I wish you nothing but the best.

Specializes in Case mgmt., rehab, (CRRN), LTC & psych.

Passive-aggression bothers me, too. I cannot stand when coworkers pretend to be agreeable on the surface, but express their aggression in indirect ways.

Anyhow, I wrote about passive-aggression nearly two months ago. If you are interested in learning some tips on how to handle this type of coworker, click on the link below to read what I wrote.

https://allnurses.com/nurse-colleague-patient/passive-aggressive-coworker-746347.html

Specializes in Peds/outpatient FP,derm,allergy/private duty.
She tried to actually get me fired by writing me up, which totally backfired because it was proven that what she said wasn't true. It's a long story but let me put it in a nutshell. We have a nurse who yells at people for no reason. When I first started working there, the first night I met her, she yelled at me. So I said something but asked that it be handled in a way that would end amicably. In whatever way it was dealt with because of this yelling nurse's past history, it did not go well for her and my head nurse was offended by that.
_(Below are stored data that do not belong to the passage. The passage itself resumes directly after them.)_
PR #3835, opened 2020-07-24
chore(exceptions): Fix up what exceptions are thrown

marchello2000:
In an effor to clean up logs to improve signal to noise ratio of bug vs non-essential/expected failures:
* clean up what exceptions are thrown from a bunch of places
* anything deriving from UserException won't get logged as a failure
* for now, change capacity short circuit to warn instead of error because it is mostly noise. I will work on making it provide accurate signal separately

### DIFF
--- a/orca-core/src/main/java/com/netflix/spinnaker/orca/exceptions/PipelineTemplateValidationException.java
+++ b/orca-core/src/main/java/com/netflix/spinnaker/orca/exceptions/PipelineTemplateValidationException.java
@@ -1,0 +1,64 @@
+/*
+ * Copyright 2020 Netflix, Inc.
+ *
+ * Licensed under the Apache License, Version 2.0 (the "License")
+ * you may not use this file except in compliance with the License.
+ * You may obtain a copy of the License at
+ *
+ *   http://www.apache.org/licenses/LICENSE-2.0
+ *
+ * Unless required by applicable law or agreed to in writing, software
+ * distributed under the License is distributed on an "AS IS" BASIS,
+ * WITHOUT WARRANTIES OR CONDITIONS OF ANY KIND, either express or implied.
+ * See the License for the specific language governing permissions and
+ * limitations under the License.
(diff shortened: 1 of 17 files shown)


orca-core/src/main/java/com/netflix/spinnaker/orca/exceptions/PipelineTemplateValidationException.java
```diff
@@ -0,0 +1,64 @@
...
+    super(message, cause);
+    this.errors = errors;
+  }
+
+  public PipelineTemplateValidationException(Throwable cause, Collection errors) {
+    super(cause);
+    this.errors = errors;
+  }
+
+  public PipelineTemplateValidationException(
```
maggieneterval, line 48: Do we need all these constructors?

orca-core/src/main/java/com/netflix/spinnaker/orca/exceptions/PipelineTemplateValidationException.java
```diff
@@ -0,0 +1,64 @@
...
+
+package com.netflix.spinnaker.orca.exceptions;
+
+import com.netflix.spinnaker.kork.exceptions.HasAdditionalAttributes;
+import com.netflix.spinnaker.kork.exceptions.UserException;
+import java.util.Collection;
+import java.util.Collections;
+import java.util.Map;
+
+public class PipelineTemplateValidationException extends UserException
```
maggieneterval, line 25:
```suggestion
public final class PipelineTemplateValidationException extends UserException
```

orca-core/src/main/java/com/netflix/spinnaker/orca/exceptions/PipelineTemplateValidationException.java
marchello2000: silly copy-paste, thank you! removing a bunch of them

If you went over charge nurse's head and complained to her bosses after working just one shift with yelling nurse, who suffered negative consequences as a result of that you can reasonably expect charge nurse to be ****** off about that for a variety of reasons. You made her look bad to management. She may be friends with yelling nurse outside of work, so in her mind she may believe you screwed both of them over. She can't fire or suspend you now because it will be seen as retribution. Even if you asked that it be dealt with amicably, managers will just go right ahead and do things their way.
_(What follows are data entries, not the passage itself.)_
PR #3836, opened 2020-07-24
fix(disable): enforce serverGroup.disabled is true

dreynaud:
Let's simplify the logic in WaitForClusterDisableTask:
1. first make sure that the server group disabled flag is set
2. then delegate to waitForRequiredInstancesDownTask to check the various healths and the more subtle points like whether interestingHealthProviderNames are set or not

Motivation: it was possible to get out of WaitForClusterDisableTask with a server group that had Down instances but `disabled: false`, therefore it would still count as an active server group and would be filtered out by downstream stages like scaleDownServerGroup.

### DIFF
--- a/orca-clouddriver/src/main/groovy/com/netflix/spinnaker/orca/clouddriver/tasks/cluster/WaitForClusterDisableTask.groovy
+++ b/orca-clouddriver/src/main/groovy/com/netflix/spinnaker/orca/clouddriver/tasks/cluster/WaitForClusterDisableTask.groovy
@@ -23,13 +23,15 @@ import com.netflix.spinnaker.orca.clouddriver.pipeline.servergroup.support.Targe
 import com.netflix.spinnaker.orca.clouddriver.tasks.servergroup.ServerGroupCreator
 import com.netflix.spinnaker.orca.clouddriver.tasks.servergroup.WaitForRequiredInstancesDownTask
 import com.netflix.spinnaker.orca.clouddriver.utils.CloudProviderAware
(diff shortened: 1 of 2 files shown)


orca-clouddriver/src/main/groovy/com/netflix/spinnaker/orca/clouddriver/tasks/cluster/WaitForClusterDisableTask.groovy
```diff
@@ -68,33 +70,22 @@ class WaitForClusterDisableTask extends AbstractWaitForClusterWideClouddriverTas
...
     if (!serverGroup.isPresent()) {
-      return false
+      return COMPLETED
     }
 
-    // Even if the server group is disabled, we want to make sure instances are down
-    // to prevent downstream stages (e.g. scaleDownCluster) from having to deal with disabled-but-instances-up server groups
+    // make sure that we wait for the disabled flag to be set
     def targetServerGroup = serverGroup.get()
-    if (targetServerGroup.isDisabled() || stage.context.desiredPercentage) {
```
ajordens, line 81: Is there something special here about the partial disables for RRB?

dreynaud: not sure why there used to be, `waitForRequiredInstancesDownTask.hasSucceeded` knows how to deal with partial disables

Realistically, unless something is done to clear the air, she will attempt to sabotage you, keep you in a deep freeze environment until you either quit or one of their false accusations sticks. Having emotional maturity isn't always the case with those in leadership positions.
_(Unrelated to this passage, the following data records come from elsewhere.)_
PR #3841, opened 2020-08-04
feat(pipelines): Pass 'staleCheck' through from savePipeline context to front50

christopherthielen:


christopherthielen:
need to update tests...

orca-front50/src/main/groovy/com/netflix/spinnaker/orca/front50/tasks/SavePipelineTask.java
```diff
@@ -77,6 +77,8 @@ public TaskResult execute(StageExecution stage) {
     final Boolean isSavingMultiplePipelines =
         (Boolean)
             Optional.ofNullable(stage.getContext().get("isSavingMultiplePipelines")).orElse(false);
+    final Boolean staleCheck =
+        (Boolean) Optional.ofNullable(stage.getContext().get("staleCheck")).orElse(false);
```
marchello2000, line 81: this is sprinkled here across the whole task (and orca...) but really this should be 
```suggestion
        (Boolean) Optional.ofNullable(stage.getContext().getCurrentOnly("staleCheck")).orElse(false);
```

otherwise if there is an evalVars upstream that has a variable `stageCheck` we might end up using that if none is present on this stage context

christopherthielen: hmm, in StageExecutionImpl:

```
  /** The context driving this stage. Provides inputs necessary to component steps */
  private Map<String, Object> context = new StageContext(this);
```
... feels pretty nasty to cast this to a `StageContext`
Since StageContext implements Map, would it be reasonable to change `StageExecution` to return a StageContext?

```
  /** TODO(rz): Try to use StageContext instead? */
  @Nonnull
  Map<String, Object> getContext();
```

christopherthielen: welp, `StageContext` isn't available in `orca-api` so we'd have to extract an interface for it to do ☝️

christopherthielen: Looks like we *are* casting in one spot already, the pipeline stage https://github.com/spinnaker/orca/blob/ae2b8043e538b3ed0db39b61c8da0d2e36ee8a5a/orca-front50/src/main/groovy/com/netflix/spinnaker/orca/front50/pipeline/PipelineStage.java#L72

christopherthielen: after discussing with mark offline, we're leaving it as-is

You could write a glowing message about her and stick it on that bulletin board. At least it will mess with her head and throw her off her game for a while. :coollook:

Wish I had the advice that would make it all get better - I had a job somewhat like that - in was almost a year of living hell before I finally bailed. If I have the sequence of events wrong please excuse.

Specializes in Cardiac/Neuro Stepdown.

I had to re-do this comment after checking the history of your posts! It reads like an episode of Dynasty.

Wow, nothing is ever your fault, everyone is always out to get you, all those writeups are bogus, everyone is just so mean.

Flame away folks, but I would avoid you too.

Specializes in Med/surg, Quality & Risk.
To go the management seems stupid because how can I pinpoint the problem?

Yes, it would seem stupid.

Specializes in Pediatrics.
I had to re-do this comment after checking the history of your posts! It reads like an episode of Dynasty.

Wow, nothing is ever your fault, everyone is always out to get you, all those writeups are bogus, everyone is just so mean.

Flame away folks, but I would avoid you too.

See, and this is why I write a book when I share because I knew someone would say this. I know I am asking you to trust me. But it's the truth. The stories happened. The way they happened was retold from a skewed perspective that made me appear rather ridiculous. In that sense, no there was no truth in them. There was only one thing in the write up that I needed to change and I did.

Specializes in Pediatrics.

Thank you. If you have never dealt with this type of thing, you have no idea what I'm talking about. I am going to take the time to read through this carefully.